= Otto Ullrich =

German pediatrician

Otto Ullrich (1894-1957) was a German pediatrician who identified and named Ullrich syndrome.

== Biography ==

After Otto Ullrich studied medicine at the Ludwig-Maximilians-Universität München, he served as an assistant physician in the medical corps during World War I. Following the war, he worked at the Ludwig-Maximilians-Universität München; with the chairman of pediatrics, professor Meinhard von Pfaundler (1872-1947). Ullrich was influenced by Pfaundler in his interest in medical genetics.

In 1922, Ullrich served as director of the policlinic and in 1929 achieved faculty status. In 1934, he moved to Berlin as director of the National Centre to Combat Infant Mortality, a post for which knowledge of human genetics was a prerequisite. Ullrich, however, did not enjoy working under the political atmosphere in Berlin, and after six months, he shifted to Essen, as director of the Municipal Children's Hospital. In 1939, Ullrich was called to the chair of paediatrics at Rostock and in 1943 he took up the position in Bonn, where he remained until his death in 1957.

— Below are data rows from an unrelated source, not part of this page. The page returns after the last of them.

Issue #3118, opened 2024-06-19
Placeholder issue to make our PR process happy


missymessa:
### Release Note Category
- [ ] Feature changes/additions 
- [ ] Bug fixes
- [x] Internal Infrastructure Improvements
### Release Note Description
No release notes

PR #3148, opened 2024-06-21
A couple more removals

missymessa:
Fake issue: https://github.com/dotnet/dnceng/issues/3118

Real issue: https://dnceng.visualstudio.com/internal/_workitems/edit/6216


.vault-config/engkeyvault.yaml
garath, line 1: No secrets means this file can be entirely deleted.

garath (approved):

Issue #3172, opened 2024-06-24
AzDO Issue #6226


garath:
[Azure Boards WorkItem](https://dev.azure.com/dnceng/7ea9116e-9fac-403d-b258-b31fcf1bb293/_workitems/edit/6226)

### Release Note Category
- [ ] Feature changes/additions 
- [ ] Bug fixes
- [x] Internal Infrastructure Improvements

### Release Note Description
Replace some client secrets with managed identities in Grafana instances

PR #3199, opened 2024-06-28
Refactor authentication for grafana deployment tool

garath:
Resolves [dotnet/dnceng#3172](https://github.com/dotnet/dnceng/issues/3172)

Refactor authorization used in Grafana dashboard deployment to eliminate the use of service principal  passwords. Instead, the tool accepts arguments to use a Service Connection. For local dev use, it falls-back to a DefaultAzureCredential. 

The tool itself still supports Client Secrets to allow users time to migrate without build breaks.

A successful test build may be found at [Build 2484815](https://dev.azure.com/dnceng/internal/_build/results?buildId=2484815&view=logs&j=c2e05747-45ee-513b-76dd-1a76a5883b6f&t=3c6b8306-7696-5a6e-47e9-4a7eb2205652) (but be aware that the YAML is very modified to allow for testing within a PR as this path is only used within deployments).


src/Monitoring/Sdk/MonitoringPublish.cs
```diff
@@ -54,17 +58,53 @@ public sealed override bool Execute()
 
     private async Task<bool> ExecuteAsync()
     {
+        string msftTenantId = "72f988bf-86f1-41af-91ab-2d7cd011db47";
+        TokenCredential tokenCredential;
+
+        if (ClientId == null && ServiceConnectionId == null && SystemAccessToken == null && KeyVaultServicePrincipalId == null && KeyVaultServicePrincipalSecret == null)
```
dougbu, line 64: nit: I'm not a fan of the complications in this block b/c it looks a lot like the fallbacks `DefaultAzureCredential` does automatically. we may unfortunately have no choice if current versions of `DefaultAzureCredential` don't include `AzurePipelinesCredential` yet 😦

dougbu (approved):
looks consistent to me but you may want another review. I haven't done much w/ most of the Azure.Identity classes yet

src/Monitoring/Sdk/MonitoringPublish.cs
garath: I do not think `AzurePipelineCredential` will be added to `DefaultAzureCredential`. It appears to only support `TokenCredential` classes that can quietly figure out their own configuration (which makes sense, I suppose). I looked at just building a `ChainedClientCredential` and let it figure out what was available, but the constructors get very angry if they see `null`.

Ullrich's achievements were honoured for excellence in medical genetics in 1991 by the establishment of the Otto Ullrich medal. The creation of this award was announced in the American Journal of Medical Genetics, in an edition which contained an editorial and several articles pertaining to Ullrich and his scientific achievements.

Hans-Rudolf Wiedemann, professor emeritus of Kiel University and Ullrich's former chief resident, rendered this account of his mentor's professional and personal attributes:

As physician, Ullrich was very broad based. At the bedside he was patient and was quickly to win the trust of the child. He examined very calmly and was an excellent observer with a capacity to take in the essentials of the case at a glance. The laboratory data were reviewed routinely but were never overemphasised, quite in the highly critical and analytical Munich spirit. His special ability to retain and to recall previous cases allowed Ullrich to make correct diagnoses with surprising ease. His rounds were as punctual as clockwork and very thorough, offering a wealth of information and experienced counsel, enriched by his critical perspective and pronounced distaste against hastiness, especially in therapy. This was not only a result of his Munich background but also reflected his personal inclination.

As a human being Otto Ullrich had a gracious and noble personality, with a compelling glance and a care for moderation and compromise. Apart from professional contacts, Ullrich could be reserved with younger co-workers; however, when he was able to open himself to others he always engendered much joy."